Print, exactly and completely, every entry in the data.
Data START
PR #557, opened 2017-07-26
Fix compilation when generating .d.ts.

mprobst:
Without the explicit conversion to boolean, this actually returns the unexported type ConstructorParameter, which makes compilation fail when generating .d.ts files.

### DIFF
--- a/src/decorator-annotator.ts
+++ b/src/decorator-annotator.ts
@@ -196,8 +196,8 @@ export class DecoratorClassVisitor {
     return false;
   }
 
-  foundDecorators() {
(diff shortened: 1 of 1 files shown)


src/decorator-annotator.ts
```diff
@@ -197,7 +197,7 @@ export class DecoratorClassVisitor {
   }
 
   foundDecorators() {
```
evmar: Maybe add a return type here?  From the function name it's not clear if it's returning a list of found decorators or if it's returning whether it found any.  (And it'd also have revealed this bug.)

mprobst: Done.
Data END
■ **The completed task**:
PR #557, opened 2017-07-26
Fix compilation when generating .d.ts.

mprobst:
Without the explicit conversion to boolean, this actually returns the unexported type ConstructorParameter, which makes compilation fail when generating .d.ts files.

### DIFF
--- a/src/decorator-annotator.ts
+++ b/src/decorator-annotator.ts
@@ -196,8 +196,8 @@ export class DecoratorClassVisitor {
     return false;
   }
 
-  foundDecorators() {
(diff shortened: 1 of 1 files shown)


src/decorator-annotator.ts
```diff
@@ -197,7 +197,7 @@ export class DecoratorClassVisitor {
   }
 
   foundDecorators() {
```
evmar: Maybe add a return type here?  From the function name it's not clear if it's returning a list of found decorators or if it's returning whether it found any.  (And it'd also have revealed this bug.)

mprobst: Done.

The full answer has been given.